• [WORK REQUIRED] Within the lines below, find those that hold the string "their" and copy each one.
Top of DATASET CONTENT
PR #5709, opened 2024-10-13
Add me.amankhanna.opendeck

ninjadev64:

OpenDeck is a desktop application for using stream controller devices like the Elgato Stream Deck.


flathub.json
```diff
@@ -0,0 +1,3 @@
+{
+	"only-arches": ["x86_64"]
```
hfiguiere, line 2: that's disappointing given that "cross-platform" is in it's description.

me.amankhanna.opendeck.yaml
```diff
@@ -0,0 +1,35 @@
+id: me.amankhanna.opendeck
+
+runtime: org.gnome.Platform
+runtime-version: "46"
```
hfiguiere, line 4: 47 is the current version

me.amankhanna.opendeck.yaml
```diff
@@ -0,0 +1,35 @@
...
+  - --share=network
+  - --talk-name=org.freedesktop.Flatpak
+
+modules:
+  - shared-modules/libayatana-appindicator/libayatana-appindicator-gtk3.json
+  - name: binary
+    buildsystem: simple
+    sources:
+      - type: file
+        url: https://github.com/ninjadev64/OpenDeck/releases/download/v2.1.2/opendeck_2.1.2_amd64.deb
```
hfiguiere, line 22: why not building from source?

me.amankhanna.opendeck.desktop
hfiguiere, line 1: this should be upstream.

me.amankhanna.opendeck.metainfo.xml
hfiguiere, line 1: this file should be upstream.

me.amankhanna.opendeck.yaml
```diff
@@ -0,0 +1,35 @@
...
+  - --socket=wayland
+  - --socket=fallback-x11
+  - --device=all
+  - --share=ipc
+  - --share=network
+  - --talk-name=org.freedesktop.Flatpak
+
+modules:
+  - shared-modules/libayatana-appindicator/libayatana-appindicator-gtk3.json
+  - name: binary
```
hfiguiere, line 18: please use an actually relevant name. Like "opendeck".

me.amankhanna.opendeck.yaml
```diff
@@ -0,0 +1,35 @@
...
+      - type: file
+        path: me.amankhanna.opendeck.desktop
+      - type: file
+        path: me.amankhanna.opendeck.metainfo.xml
+    build-commands:
+      - ar -x *.deb
+      - tar -xf data.tar.gz
+      - install -Dm755 usr/bin/opendeck /app/bin/opendeck
+      - install -Dm644 usr/share/icons/hicolor/512x512/apps/opendeck.png /app/share/icons/hicolor/512x512/apps/me.amankhanna.opendeck.png
+      - install -Dm644 me.amankhanna.opendeck.desktop /app/share/applications/me.amankhanna.opendeck.desktop
```
hfiguiere, line 34: so the .deb comes without a .desktop? It's a bug if it does.

flathub.json
ninjadev64: Cross-platform as in it supports Windows, macOS, and GNU+Linux. I don't think Tauri has ARM support.

me.amankhanna.opendeck.yaml
ninjadev64: Started this a few days ago when it wasn't, apologies.

me.amankhanna.opendeck.yaml
ninjadev64: https://github.com/tauri-apps/tauri/issues/11210#issuecomment-2408877526

me.amankhanna.opendeck.desktop
ninjadev64: There is an upstream .desktop file. However, the icon it specifies is "opendeck.png" and not "me.amankhanna.opendeck.png". If you want, I can use the upstream .desktop file but this will require me to include the icon as "opendeck.png".

me.amankhanna.opendeck.metainfo.xml
ninjadev64: Is that so? I have looked at the Flathub repos of other Tauri applications and they all seem to include the metainfo in the Flathub repo, not upstream. Especially considering it is not useful upstream as it is Flatpak-specific.

me.amankhanna.opendeck.yaml
ninjadev64: Will do. The Tauri docs use binary and I copy-pasted.

me.amankhanna.opendeck.yaml
ninjadev64: See my other comment about the .desktop file.

flathub.json
hfiguiere: it does support. build from source.

me.amankhanna.opendeck.yaml
hfiguiere: a few days ago it was already the current version. Has been for a few weeks now (September)

me.amankhanna.opendeck.yaml
hfiguiere: this is not a justification.

me.amankhanna.opendeck.desktop
hfiguiere: there are plenty of way to fix this icon. It's all documented. You should NOT have the .desktop file in this repository.

me.amankhanna.opendeck.metainfo.xml
hfiguiere: yes it is even written in the documentation. Two wrongs don't make a right.

me.amankhanna.opendeck.yaml
hfiguiere: the tauri documentation is wrong.

me.amankhanna.opendeck.yaml
hfiguiere: see my other comment too.

hfiguiere (changes requested):
Some changes still need to be made.

me.amankhanna.opendeck.yaml
```diff
@@ -0,0 +1,35 @@
...
+sdk: org.gnome.Sdk
+
+command: opendeck
+finish-args:
+  - --socket=wayland
+  - --socket=fallback-x11
+  - --device=all
+  - --share=ipc
+  - --share=network
+  - --talk-name=org.freedesktop.Flatpak
```
hfiguiere, line 14: this talk name is NOT allowed by default. Why do you need this?

me.amankhanna.opendeck.yaml
ninjadev64: Maybe I just took "not found" to mean not existing, not not installed. It's fixed now anyway

me.amankhanna.opendeck.desktop
ninjadev64: I'm asking if it is OK for the icon to not be named with the full ID, because that will allow be to use the icon from the .deb.

me.amankhanna.opendeck.yaml
ninjadev64: OpenDeck supports running optionally plugins compiled for Windows using Wine, and running Node.js plugins using Node. This talk name is used to run the system install of Wine and Node so these optional features don’t have to be bundled with OpenDeck and triple its size as well as cause redundancy if these tools are already installed on the host system.

me.amankhanna.opendeck.yaml
ninjadev64: I see. There seems to be no dependency manifest generator for Deno, so how generate a dependency manifest for Deno?

me.amankhanna.opendeck.metainfo.xml
ninjadev64: I am sorry if this seems rude, but I have just gone to the Flathub organisation main page on GitHub and clicked on 10 random applications that I recognise, 9/10 of them had the metainfo.xml file included in their Flathub org repo and not upstream.

See a few examples.
- https://github.com/flathub/com.vscodium.codium/blob/master/com.vscodium.codium.metainfo.xml
- https://github.com/flathub/com.modrinth.ModrinthApp/blob/master/com.modrinth.ModrinthApp.metainfo.xml
- https://github.com/flathub/com.rustdesk.RustDesk/blob/master/com.rustdesk.RustDesk.metainfo.xml

me.amankhanna.opendeck.yaml
ninjadev64: Yes OK, I had fixed this already.

me.amankhanna.opendeck.metainfo.xml
hfiguiere: Four wrongs don't make a right. You picked the worst examples possible.

ninjadev64: Alright, fine. You say "it is even written in the documentation". Well, maybe you should read the documentation.

https://docs.flathub.org/docs/for-app-authors/submission/#submission-pr: "Add the required files using git, commit them and push."

"Required files" links to https://docs.flathub.org/docs/for-app-authors/requirements#appstream, where the metainfo file is specified.

Therefore, your documentation not lists this file as required in the Flathub repo but also explicitly states that it should be added using git to the new_pr branch for the PR submission.

Also, I have found many more than 3 examples, I just linked a few. It makes perfect sense for this file to be here as it is Flatpak-specific and has no use upstream.

flathub.json
ninjadev64: Please see [my other comment](https://github.com/flathub/flathub/pull/5709#discussion_r1798579209) asking how to build from source when using Deno which there is no dependency manifest generator for.

ninjadev64:
Apologies if I have come across as being rude, I did not intend to do so.

me.amankhanna.opendeck.yaml
bbhtt: wine is available as a baseapp, that's a large sandbox hole to try using host packages, for some optional features.

me.amankhanna.opendeck.metainfo.xml
```diff
@@ -0,0 +1,55 @@
...
+  <launchable type="desktop-id">me.amankhanna.opendeck.desktop</launchable>
+  <screenshots>
+    <screenshot type="default">
+      <image>https://github.com/ninjadev64/OpenDeck/raw/main/.github/readme/mainmenu.png</image>
+    </screenshot>
+    <screenshot>
+      <image>https://github.com/ninjadev64/OpenDeck/raw/main/.github/readme/multiaction.png</image>
+    </screenshot>
+    <screenshot>
+      <image>https://github.com/ninjadev64/OpenDeck/raw/main/.github/readme/plugins.png</image>
```
bbhtt, line 39: these screenshots should be from a commit, not `main`

me.amankhanna.opendeck.yaml
```diff
@@ -0,0 +1,35 @@
...
+    buildsystem: simple
+    sources:
+      - type: file
+        url: https://github.com/ninjadev64/OpenDeck/releases/download/v2.1.2/opendeck_2.1.2_amd64.deb
+        sha256: 567ed33d1eb4220a698751676eded4e9ec34e7ccb7ed30165e0e6fc5047c1442
+        only-arches: [ x86_64 ]
+      - type: file
+        path: me.amankhanna.opendeck.desktop
+      - type: file
+        path: me.amankhanna.opendeck.metainfo.xml
```
bbhtt, line 28: add these to the deb.

me.amankhanna.opendeck.metainfo.xml
bbhtt: It doesn't say to include them in the PR and you missed the heading of the entire metadata section:

```
These metadata files should directly come from upstream whenever possible as these are widely adopted Freedesktop standards that can be used by other distributions as well.
```

bbhtt: Turned it to a note in case it was not visible enough.

bbhtt: > "Required files" links to https://docs.flathub.org/docs/for-app-authors/requirements#appstream, where the metainfo file is specified.

And I can't find where "Required files" links to appstream, where do you see this? Those two are under different headers.

me.amankhanna.opendeck.yaml
ninjadev64: Done

me.amankhanna.opendeck.yaml
ninjadev64: I have done some superficial research around baseapps and have generally found that it is a sort of template for a Flatpak application, for example an Electron baseapp that provides the libraries and so forth that every Electron app would use. I don't think that a Wine baseapp (if I could even find it) would be the right fit for this, as OpenDeck itself does not run in Wine but instead various plugins.

Various plugins also run their own commands on the host system to interface with user-installed applications and the user also has the capability to specify their own commands to run - it would be very irritating for the user to only be able to run, say, xdg-open because no other commands are available from within the sandbox. I see that this permission was approved for the StreamController application by Core447 for the same reasons, so could the same please be done for OpenDeck?

me.amankhanna.opendeck.metainfo.xml
ninjadev64: I have pulled in the metainfo file from where I have now included it upstream.

me.amankhanna.opendeck.desktop
ninjadev64: I am now using the opendeck.desktop and opendeck.png files from the upstream .deb.

me.amankhanna.opendeck.yaml
ninjadev64: I see that the absence of a pnpm dependency manifest generator has been enough reason to allow other applications to build from the .deb (see GitButler for an example). Could the same please be done in this case as there is no Deno dependency manifest generator?

me.amankhanna.opendeck.yaml
ninjadev64: About 50% of them, as OpenDeck is designed to run plugins made for the official Windows/macOS-only official Stream Deck software, and so any plugins written in a compiled language have been compiled only for Windows and macOS. The other 50% are those written with web technologies or those published by myself or other plugin developers who want to support OpenDeck/GNU+Linux better.

ninjadev64:
Just pushed, by the way, because I made some mistakes, so check the most recent commit in case you're looking over it right now.

me.amankhanna.opendeck.metainfo.xml
ninjadev64: Done

me.amankhanna.opendeck.yaml
ninjadev64: As for the plugins that run their own commands, my own Starter Pack plugin has a "run command" action used by at least 50 people that I know of for sure that allows the user to specify a command to run on button press and release. For example, interfacing with pipewire to mute and unmute audio devices.

ninjadev64: https://github.com/ninjadev64/opendeck-starterpack/blob/main/src/run_command.rs

It is yet to be updated to check for the `container` env var to check if it is running in Flatpak and prepend `flatpak-spawn --host` if it is, but you get the idea.

ninjadev64:
I've just found this while looking at other submissions. I'll update to use these, they look perfect for what I need!

rename-desktop-file (string)

    Any desktop file with this name will be renamed to a name based on id during the cleanup phase. The appdata file launchable will be updated if needed.
rename-appdata-file (string)

    Any appdata (metainfo) file with this name will be renamed to a name based on id during the cleanup phase. The id in the file will be updated as needed and the subsequent provides. (since 1.4.1)
rename-mime-file (string)

    Any mimetypes file with this name will be renamed to a name based on id during the cleanup phase. (since 1.4.0)
rename-icon (string)

    Any icon with this name will be renamed to a name based on id during the cleanup phase. Note that this is the icon name, not the full filename, so it should not include a filename extension. 
rename-mime-icons (array of string)

    Any mime icons with any of these names will be renamed to a name prefixed with id during the cleanup phase. Note that these are the icon names, not the full filenames, so they should not include a filename extension. (since 1.4.0)

ninjadev64:
@hfiguiere Why didn't you tell me about those options when I asked about the icon?

me.amankhanna.opendeck.yaml
ninjadev64: For example this Toggle Action with Run Command that one user has:
> `amixer set Capture nocap` and `amixer set Capture cap` for unmute/mute, lol, and it just alternates what command it runs

bbhtt: can you open an exception pr for this? https://docs.flathub.org/docs/for-app-authors/linter#exceptions


error code is https://docs.flathub.org/docs/for-app-authors/linter#finish-args-flatpak-spawn-access

bbhtt:
bot, build me.amankhanna.opendeck

ninjadev64:
The build is functional

ninjadev64:
What else do I need to do for this to be merged?

bbhtt:
have some patience.

bbhtt:
I don't have the device, can you show a screenshot or a screerecord of the UI and plugin once connected?

ninjadev64:
> have some patience. 

I was just asking, since the changes-requested label is still present, if there was anything that I had to do that was missing.

ninjadev64:
Uploading Screencast From 2024-10-16 07-31-10.mp4…

ninjadev64:
https://github.com/user-attachments/assets/e2290db5-3898-4cf4-ab46-5111ee676a70

ninjadev64:
Thank you so much for your help @bbhtt!

ninjadev64:
So, the URL in the new repository's description (https://flathub.org/apps/details/me.amankhanna.opendeck) is a 404? I created an account on flathub.org and a few minutes later me.amankhanna.opendeck appeared in my Developer Portal, but when I actually click it, it takes me to the same 404 page. I've also just verified my domain, if that's something that needs to be done for the app to appear.

bbhtt:
https://docs.flathub.org/docs/for-app-authors/submission#how-long-does-it-take-to-get-the-build-published-after-merge

ninjadev64:
> https://docs.flathub.org/docs/for-app-authors/submission#how-long-does-it-take-to-get-the-build-published-after-merge

Thanks!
Bottom of DATASET CONTENT
• [WRITTEN RESPONSE]
ninjadev64: I am sorry if this seems rude, but I have just gone to the Flathub organisation main page on GitHub and clicked on 10 random applications that I recognise, 9/10 of them had the metainfo.xml file included in their Flathub org repo and not upstream.
Various plugins also run their own commands on the host system to interface with user-installed applications and the user also has the capability to specify their own commands to run - it would be very irritating for the user to only be able to run, say, xdg-open because no other commands are available from within the sandbox. I see that this permission was approved for the StreamController application by Core447 for the same reasons, so could the same please be done for OpenDeck?
ninjadev64: As for the plugins that run their own commands, my own Starter Pack plugin has a "run command" action used by at least 50 people that I know of for sure that allows the user to specify a command to run on button press and release. For example, interfacing with pipewire to mute and unmute audio devices.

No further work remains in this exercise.